Alabama-based Twin Pines Minerals filed suit against the Army Corps of Engineers last week, claiming the federal agency erred when it bowed to “stakeholder pressure” earlier this month and made it harder for the company to get permits to mine near the Okefenokee National Wildlife Refuge.

Twin Pines has proposed mining for titanium dioxide and other heavy minerals about three miles from the edge of the Okefenokee along a line of ancient sand dunes called Trail Ridge. Conservation groups have protested the project since it was first proposed in 2019, saying it threatens to disrupt the flow of water into and out of the environmentally and culturally important swamp.

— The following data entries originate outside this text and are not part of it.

PR #142, opened 2024-07-10
Fastcomtec get sweeps

NicolasStaudenmaier:
Get the current number of sweeps and runtime of the FastComtec MCS6 while running a measurement. 

## Description

The FastComtec counter model MCS6 has the possibility to read the number of sweeps and runtime when a measurement is performed. This has not been implemented so far and is added with this PR. 

## Motivation and Context

The info_dict when getting the data trace returns `None`. Also when the measurement is saved the information about the elapsed sweeps will not be saved. By simply querying the sweeps and runtime of the fastcounter the values are available for the user especially once the measurement is saved. 

## How Has This Been Tested?

Tested on my setup with real hardware MCS6A. 

## Types of changes

- [ ] Bug fix
- [x] New feature

## Checklist:

### DIFF
--- a/docs/changelog.md
+++ b/docs/changelog.md
@@ -8,6 +8,7 @@
 - "NFiniteSamplingInput supporting both trigger polarities via ConfigOption
 
 ### New Features
+- Get current sweeps and runtime of fastcomtec fastcounter MCS6 when pulling the data trace. 
 - Re-introduced tilt correction (from old core) to the scanning probe toolchain.
 - Improved support for Stanford Research Systems signal generators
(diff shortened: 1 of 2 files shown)


rmgonzal:
I tested with my setup FastComtec MCS6 and it works (saved measurement with `info_dict = {'elapsed_sweeps', 'elapsed_time'}`) also the values are available in the `PulsedMeasurementGui` rather than -1.
scree
@timoML Could you check this with your hardware?

rmgonzal (approved):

In 2020 and 2021, the Corps had examined the land to be mined and determined that none of it was subject to the Corps’ jurisdiction. Because the federal government lacked jurisdiction under the Clean Water Act to regulate this project, Twin Pines needed only state permits to proceed, the Corps indicated.

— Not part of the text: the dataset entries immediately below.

PR #145, opened 2024-07-30
Fixed some bugs in laserquantum_laser hardware file

TobiasSpohn:
## Description

- When loading the laser toolchain with the laserquantum laser it will fail upon activation. I fixed a typo when querying the shutter state `get_shutter_state` . 
- I removed the `PSUTypes.FPU` in `get_extra_info` as it is not present in `PSUTypes` and I could not find a matching power supply on laserquantums website
- Fixed the return value of `get_power_setpoint`. Upon setting the power a variable `_last_set_power` will be set that stores the last setpoint. When querying the power setpoint this will be returned instead of the current power, which made the setpoint spinbox in the gui unusable. Upon module activation the currently set power will be retrieved. This will be close to 0 W if the laser is off or it will be the currently set output power.

## Motivation and Context
- First two changes prohibit the use of the laser toolchain with the `laserquantum_laser` hardware file
- The command that was previously sent to the hardware within the if statement that I removed is not documented in the manuals for the different PSU types and returns an Error if sent to the device. Thus I removed it as no information can be gained by this query.
- Setting the currently displayed setpoint to the current output power will result in an unusable setpoint spinbox, which constantly fluctuates in value.

## How Has This Been Tested?
I tested it on my setup using a laserquantum gem laser with SMD12 PSU.

## Types of changes
- [x] Bug fix
- [ ] New feature
- [x] Breaking change (Causes existing functionality to not work as expected) (If anybody relied on the extra information output)

## Checklist:

### DIFF
--- a/docs/changelog.md
+++ b/docs/changelog.md
@@ -6,6 +6,9 @@
 
 ### Bugfixes
 - "NFiniteSamplingInput supporting both trigger polarities via ConfigOption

But on June 3 the Corps’ reversed that decision saying it had failed to consult properly with the Muscogee (Creek) Nation, which has long-standing ties to the Okefenokee area. The land in and around the refuge, the largest east of the Mississippi, is believed to contain numerous burial grounds.

With more than 400,000 acres of remote wilderness, the Okefenokee Swamp is among Georgia’s wildest places. It is home to some 200 species of birds and 50 reptiles, including American alligators and snowy egrets. Credit: Georgia River Network

In its filing, Twin Pines maintains “The Twin Pines Approved Jurisdictional Determinations were issued in compliance with all laws, regulations, and policies — including the tribal consultation policy — in effect when they were issued.”

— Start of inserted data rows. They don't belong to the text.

PR #148, opened 2024-08-06
Scanner customnametag

prithviulm:
## Description
Added a UI element in the scanner GUI for the user to specify a custom save file name for saved scans. Note that this is only appended to the default nametag that is generated which contains the timestamp.

## Motivation and Context
Some users do multiple confocal scans and it is difficult to keep track of the scans since they are only saved with timestamps in the file name.

## How Has This Been Tested?
Tested on Ubuntu 22.04.4LTS with dummy modules and on Windows 10 (custom config for experiments) and it works fine in both. Note that the UI changes made here were based on those in the ODMR GUI.

## Types of changes

- [ ] Bug fix
- [x] New feature

## Checklist:

### DIFF
--- a/docs/changelog.md
+++ b/docs/changelog.md
@@ -11,6 +11,7 @@
 - Re-introduced tilt correction (from old core) to the scanning probe toolchain.
 - Improved support for Stanford Research Systems signal generators
 - Expanded documentation of the microwave interface
+- Added option to specify custom save file name in scanning GUI
 
 ### Bugfixes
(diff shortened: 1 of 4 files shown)


timoML (approved):
Looks good. Can you document the maintenance team discussion on a long term saving overhaul somewhere (e.g. Issues)?

prithviulm:
> Looks good. Can you document the maintenance team discussion on a long term saving overhaul somewhere (e.g. Issues)?

This is now tracked under #150.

More specifically, the company contends that the Corps has not historically had a policy of consulting with tribes on determining its regulatory authority over wetlands.

Through its spokesperson Chip Stewart, Twin Pines declined to comment on the lawsuit.

Effects questioned

Josh Marks, an environmental attorney who was a leader in the fight against the Dupont Company’s mining proposal’s in the 1990s, said Twin Pines “simply can’t be trusted.”

“This lawsuit is disappointing but not surprising, as it is yet another example of how TPM simply can’t be trusted,” he wrote in an email.   “Right after the Corps of Engineers announced its decision, Steve Ingle, Twin Pine’s president, said he was fine with it, that Twin Pines would follow the regulations before them at any given time, he was not surprised by the change, and Twin Pines has no say in what regulatory agencies do.  But now only three weeks later he has flip flopped.   The most glaring previous example was when he told the Corps and the State of Georgia in certified permit applications that Twin Pines had a lease on the neighbor’s property for mining, which was totally false.”

Twin Pines’ complaint states, “The mining process is environmentally benign.”

Marks disagrees.

An aerial view of Twin Pines Minerals’ staging area in Charlton County. Photo by Joseph Kelly for Georgia River Network Credit: Photo by Joseph Kelly for Georgia River Network

“This flies in the face of the overwhelming scientific consensus that Twin Pines project will in fact lower the swamp’s water level, as evidenced by reports from two of the nation’s preeminent hydrologists at UGA and a letter signed by over 40 scientists last year,” Marks wrote. “And contrary to their statement that the titanium dioxide they seek is desperately needed, the largest titanium dioxide producer in the country, Chemours, stated only a few months ago that there was ample titanium dioxide supply for the next 10+ years and that they had no intent to buy or mine titanium dioxide from next to the Okefenokee.”   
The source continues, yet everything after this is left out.